MIT determined in the mid 50's that a coarse grind won't extract properly in 20mins at a constant temp. ~720um (Silex grind, but also adopted by SCAA for cupping & note this is finer than manual drip grind at 840um avg) was the specified grind for a constant temp immersion, but declining temp generally needs to be smaller. The whole coarse grind for French press was the absolute worst advice ever issued & then got commonly repeated.

It's more that there is no advantage to a fast pour rate, for a normal brew time...you're hosing the bed, causing unnecessary clogging, but your brew time isn't any quicker than using a gentler pour, which flushes less silt into the cup (you may be able to also use a coarser grind with a slower pour which will have less small particles in to start with). My 24g:360g V60s at 81 to 82 (45g poured every 20sec) on the Niche, are done in less than 3:00 pouring at an average speed of just over 2g/sec. (brews are a bit bigger so I'd expect a slightly faster pour/flow rate).

The 4:6 method isn't used by Rao (who both Hoffmann & Perger are imitating). Rao is brewing with a much finer grind (~40 Niche) than Kasuya in the video you link to. I can't get Rao's latest method to work at all. Even so, Kasuya takes 2:49 to get the water in, that's an average of 1.78g/sec...so why kick up the bed more than you need to? The biggest problem in drip brewing is getting a decent extraction & keeping excessive silt out of the cup.

The coarser the grind the slower you need to pour because you are determining the flow rate.


----------



## grind (Sep 26, 2020)

Take your point, on the methodology not being widely used. Still, if anyone has run this same method on their own grinder I'd be interested in the results - I don't really see another option for calibrating grind size/quality at home (other than Kruve maybe).

I'll have a go with a slower flow rate & finer grind this morning & report back.


----------



## grind (Sep 26, 2020)

This morning's test was a bit of a failure, I tried 2 brews with 28 (coarse/Rocky sand) & then 24 (regular sand) grind setting. 2g/s flow rate in a similar regime to 4:6. All water was in by around 3:15 & stopped the brew at 3:45.
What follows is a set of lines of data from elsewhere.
PR #441, opened 2021-03-25
Update GitHub workflows to use 'main'

sberyozkin:


sberyozkin:
@radcortez, Hi Roberto, it is not going to start a release ? It should be `3.1.0`, and `project.yml` still has the old values. Should I update it as well in one go ?

radcortez (approved):

radcortez:
The release is only triggered with a change to `project.yml` coming from a PR. If you want to update it and not do a release, just push the commit directly to the branch :)

sberyozkin:
@radcortez Oh yeah, good, this is the main branch so I can't push directly - but indeed I'll do it later this evening with a PR :-)

PR #454, opened 2021-04-27
Verify fully formatted PEM key can be accepted and invalid key causes UnresolvedKeyException

sberyozkin:
It is already TCK tested - just adding one extra local test to verify it


MikeEdgar (approved):
Looks good to me

PR #455, opened 2021-04-28
Use JWK 'alg' and 'kid' when creating JWT if these headers are not set

### LINKED ISSUE #321: Use JWK `kid` when generating the tokens if no `kid` is already set

sberyozkin:
Fixes #321.

This PR makes sure that `alg` and `kid` properties do not have to be set manually when `JWK` keys are used to sign or encrypt the claims and those keys have already either `alg` and/or `kid` set. 

`KeyUtils` have been updated a bit - none of that code is used by the server side MP JWT code.
Also CC @SoniaZaldana


MikeEdgar (approved):
Looks good

radcortez (approved):

sberyozkin:
@MikeEdgar @radcortez thanks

Both were extremely underextracted: sour, incipid, watery, vegetal, first cup was one of the worst tasting cups I've ever managed. No astringency though & water is still draining quickly, so obviously the slower pouring is not clogging the filter like my aggressive pouring was.

Guess I'll keep going finer?


----------



## MWJB (Feb 28, 2012)

grind said:


> This morning's test was a bit of a failure, I tried 2 brews with 28 (coarse/Rocky sand) & then 24 (regular sand) grind setting. 2g/s flow rate in a similar regime to 4:6. All water was in by around 3:15 & stopped the brew at 3:45.
> 
> Both were extremely underextracted: sour, incipid, watery, vegetal, first cup was one of the worst tasting cups I've ever managed. No astringency though & water is still draining quickly, so obviously the slower pouring is not clogging the filter like my aggressive pouring was.
> 
> Guess I'll keep going finer?


 Yes, go finer.

You say you "stopped the brew", how? Your brew will be most consistent if you let them drain out naturally, at your brew size another 5g in the cup will mean more than half a %EY.

Yes Kruve (400 &1600 most useful with 0.01g scales) is a quick way to get a rough take on overall coarseness/fineness (within class of grinder - Porlex/KG79/ vs Feld/Niche/Wilfa Uniform vs EK-43/Apex/Forte BG), also for filter 600um & 1180um ISO/ASTM sieves, can be had in 3" sizes.


----------



## grind (Sep 26, 2020)

MWJB said:


> Yes, go finer.
> 
> You say you "stopped the brew", how? Your brew will be most consistent if you let them drain out naturally, at your brew size another 5g in the cup will mean more than half a %EY.


 Bit delayed but I finally got round to trying this method again today.

Ground at 18 (table salt / fine sand) - similar regime to my 4:6 above (50/70/60/60/60g every 45s), but pouring at 2g/s or slower. All water was in by 3:30, but this time it took until around 5 minutes until bed was dry.

When i say stopping brew - i just mean lifting V60 around 10-15s after the bed is dry.

Result is now drinkable, more fruity/sweet notes coming through, but still quite sour. No astringency yet & still tastes quite clean.

Maybe i need to go finer again - but it seems the drawdown is taking too long given finished at 5 mins, do I need to worry about that or not?


----------



## MWJB (Feb 28, 2012)

grind said:


> Bit delayed but I finally got round to trying this method again today.
> 
> Ground at 18 (table salt / fine sand) - similar regime to my 4:6 above (50/70/60/60/60g every 45s), but pouring at 2g/s or slower. All water was in by 3:30, but this time it took until around 5 minutes until bed was dry.
> 
> ...


 Cool, on the stopping, I had worried that you were pulling the brewer before it drained (bad idea).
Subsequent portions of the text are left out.